**DESCRIPTION OF THE TASK**
From the entries below, count the lines with "scan". Write only the count.
* * * *
PR #107, opened 2026-04-26
[codex] Add ZAP baseline scan

MTG-Thomas:
## Summary

- adds a weekly/manual OWASP ZAP passive baseline workflow for the exposed Bifrost POC endpoint
- keeps scan scope hard-coded to sanctioned targets only, with no arbitrary URL input
- documents the current scan posture, operating notes, and next hardening steps in `docs/security/ZAP-BASELINE.md`

## Validation

- Parsed `.github/workflows/zap-baseline.yml` with Python/PyYAML
- Confirmed `https://20.9.81.122` returns `200 OK` over HTTPS from this workstation

## Notes

This mirrors the Bifrost Docs ZAP posture: passive baseline only, no issue auto-writing, and `fail_action: false` while the first artifacts are triaged. The current target is the Azure POC public IP; the workflow and docs should be updated together when a stable hostname replaces it.

### DIFF
--- a/.github/workflows/zap-baseline.yml
+++ b/.github/workflows/zap-baseline.yml
@@ -1,0 +1,70 @@
+name: OWASP ZAP Baseline
+
+on:
+  workflow_dispatch:
+    inputs:
+      target:
+        description: Sanctioned Bifrost endpoint to scan
+        required: true
+        default: all
+        type: choice
+        options:
+          - all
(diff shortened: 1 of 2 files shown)


MTG-Thomas:
Closing because this was opened against upstream by mistake. This should stay in the fork/project lane unless explicitly requested.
* * * *
**RESPONSE TO THIS TASK**
4